|
By Kim Cretors
kcretors@uga.edu
The George Foster Peabody Awards and the Center for Humanities and Arts have announced a joint lecture series that will bring Peabody Award winners to campus. The Center for Humanities and Arts Peabody Lecture will feature past Peabody winners who will visit classes and deliver public lectures. Lectures will be given during fall and spring semesters.
The CHA-Peabody Lecture will not only bring to the university some of the most talented contributors to the radio and television arts but will also reinforce in the public consciousness the association of the Peabody Awards with the University of Georgia, says Betty Jean Craige, University Professor of Comparative Literature and director of the Center for Humanities and Arts.
We are delighted to join the Center for Humanities and Arts in sponsoring a lecture series that will bring Peabody winners to campus, says interim Peabody Director Louise Benjamin. The winners represent the best in the broadcast and cable industries, and our students will benefit tremendously from interacting with these talented individuals.
Since its inception, there have been more than 1,200 Peabody Award winners, ranging from independent radio producers and small-market television stations to network entities and cable programmers. Recent winners include Christiane Amanpour, Bill Moyers, Charlayne Hunter-Gault, Bill Cosby, Oprah Winfrey and Ted Turner.
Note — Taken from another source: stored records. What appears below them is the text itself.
PR #814, opened 2026-03-25
NS-805 Fix the issue with absent/bad API keys in neuro-san sessions.

andreidenissov-cog:
This PR addresses the issue where the problem with LLM provider API keys (absent or misspelled or otherwise bad)
leads to neuro-san request just hanging there without providing any feedback.
Exceptions are thrown in request execution event loop, and task dies,
but nobody notifies http handler in Tornado server event loop, because the only link between the two
is our async message queue.
The fix here is to construct an appropriate message with the failure reason, 
pit it in the message queue and finalize the request processing.

### DIFF
--- a/neuro_san/internals/run_context/langchain/core/run_context_runnable.py
+++ b/neuro_san/internals/run_context/langchain/core/run_context_runnable.py
@@ -165,6 +165,9 @@ class RunContextRunnable(NeuroSanRunnable):
                     chain_result = {
                         "output": message
                     }
+                    # Log the error with technical details for debugging purposes,
+                    # but we are returning a more user-friendly message to the client.
+                    self.logger.error("API KEY error detected: %s", str(api_error))
                     break
                 # Continue with regular retry logic:
                 self.logger.warning("retrying from %s", api_error.__class__.__name__)
--- a/neuro_san/internals/run_context/langchain/llms/default_llm_factory.py
+++ b/neuro_san/internals/run_context/langchain/llms/default_llm_factory.py
@@ -22,6 +22,9 @@ from typing import Set
 from typing import Type
 from typing import Tuple
 
+from logging import Logger
+from logging import getLogger
+
 import os
 
 from langchain_core.language_models.base import BaseLanguageModel
@@ -82,6 +85,7 @@ class DefaultLlmFactory(ContextTypeLlmFactory, LangChainLlmFactory):
         :param config: The config dictionary which may or may not contain
                        keys for the context_type and agent_llm_info_file
         """
+        self.logger: Logger = getLogger(self.__class__.__name__)
         self.llm_infos: Dict[str, Any] = {}
         self.overlayer = DictionaryOverlay()
         self.llm_factories: List[LangChainLlmFactory] = [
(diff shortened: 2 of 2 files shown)


neuro_san/internals/chat/data_driven_chat_session.py
```diff
@@ -252,7 +252,14 @@ async def run_it(self, inputs: AgentFrameworkMessage) -> AgentFrameworkMessage:
...
         if self.front_man is None:
-            await self.set_up(self.invocation_context, sly_data, chat_context)
+            try:
+                await self.set_up(self.invocation_context, sly_data, chat_context)
+            except ValueError as exc:
+                # This can happen if we have problems with LLM clients API keys:
+                # Construct a message to send back to the client with the error information.
+                message = AgentFrameworkMessage(content=str(exc))
+                await self.finalize_run(message)
+                return message
```
andreidenissov-cog, line 262: If API key is not set at all, this is where exception will be caught.
Exception will contain a generic client-oriented message:
"A value for the OPENAI_API_KEY environment variable must be correctly set..." etc.
We construct a message out of this string to carry it across - from request-specific event loop 
to http handler event loop.
And then we clean up this run.

neuro_san/internals/chat/data_driven_chat_session.py
```diff
@@ -290,6 +297,24 @@ async def run_it(self, inputs: AgentFrameworkMessage) -> AgentFrameworkMessage:
         # at the end of the tracing context.
         message = AgentFrameworkMessage(content=answer, chat_context=return_chat_context,
                                         sly_data=return_sly_data, structure=structure)
+        await self.finalize_run(message)
+
```
andreidenissov-cog, line 301: Clean-up steps are now factored out to "finalize_run" function.

neuro_san/internals/run_context/langchain/core/run_context_runnable.py
```diff
@@ -157,7 +157,15 @@ async def invoke_agent_chain(self, inputs: Dict[str, Any], runnable_config: Dict
...
-                    raise ValueError(message) from api_error
+                    # Construct a uniform message to return to the client
+                    # indicating that they likely have an API key problem,
+                    # rather than retrying and hitting the same error again.
+                    exception = None
+                    backtrace = None
+                    chain_result = {
+                        "output": message
+                    }
+                    break
```
andreidenissov-cog, line 171: There is no convenient spot up the call stack to catch and process this ValueError exception.
But: we already have all scaffolding here to wrap up the error message and send it across through
the message queue.

neuro_san/internals/chat/data_driven_chat_session.py
d1donlydfink: A couple of things here:

1) Seems like we need to be logging this on the server side.  

This link is where the error is being detected:
https://github.com/cognizant-ai-lab/neuro-san/blob/main/neuro_san/internals/run_context/langchain/util/api_key_error_check.py#L55

... but there are two places where that can be converted to a ValueError:

a) https://github.com/cognizant-ai-lab/neuro-san/blob/main/neuro_san/internals/run_context/langchain/core/run_context_runnable.py#L160
b) https://github.com/cognizant-ai-lab/neuro-san/blob/main/neuro_san/internals/run_context/langchain/llms/default_llm_factory.py#L339

I'm not exactly sure which is at play.

What really surprises me is that in no case is this being logged.  We should change that so devops can know they have key issues immediately.

2) There is a possibility that this ValueError catching here is both too broad and not broad enough.

a) Too broad in that other code signaling ValueErrors will get caught up in this (but perhaps that's OK)

b) Not broad enough in that yes, it is typical for a front man's LLMs to fairly homogenous with all the other agents' LLMs, but that is not always the case. That is, setting up the front man might not be the only place to report this, ultimately.

That said, for #2 this is progress to a main pain point, so let's go with it.

I do think we should figure out the right place to do actual logging of the nice error message within this PR.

The inaugural CHA-Peabody Lecture will be given by David Isay, founder of Sound Portraits, an independent, not-for-profit radio production company dedicated to bringing neglected American voices to a national audience. The lecture is scheduled for Jan. 31 in Ramsey Hall in the Performing Arts Center.
Isay is a two-time Peabody Award-winning producer whose work is featured regularly on National Public Radio. He is the recent recipient of a MacArthur Foundation genius grant and has received a Guggenheim Fellowship and two Robert Kennedy Awards. Several books have been published based on his radio projects, including Flophouse: Life on the Bowery and Holding On. His most recent radio documentary, Witness to an Execution: A Day in the Life of a Death Row Employee, aired on NPRs All Things Considered on Oct. 12 this year.
Celebrating its 60th anniversary this year, the Peabody Awards recognize distinguished achievement in radio, television and cable programming. The awards have been administered by the Grady College of Journalism and Mass Communication at the University of Georgia since the programs inception in 1940.
The Center for Humanities and Arts promotes scholarly inquiry and creative activity in the humanities and the arts by supporting faculty research grants, lectures, symposia, publications, visiting scholars, visiting artists and public programs, exhibitions, performances and collaborative instruction.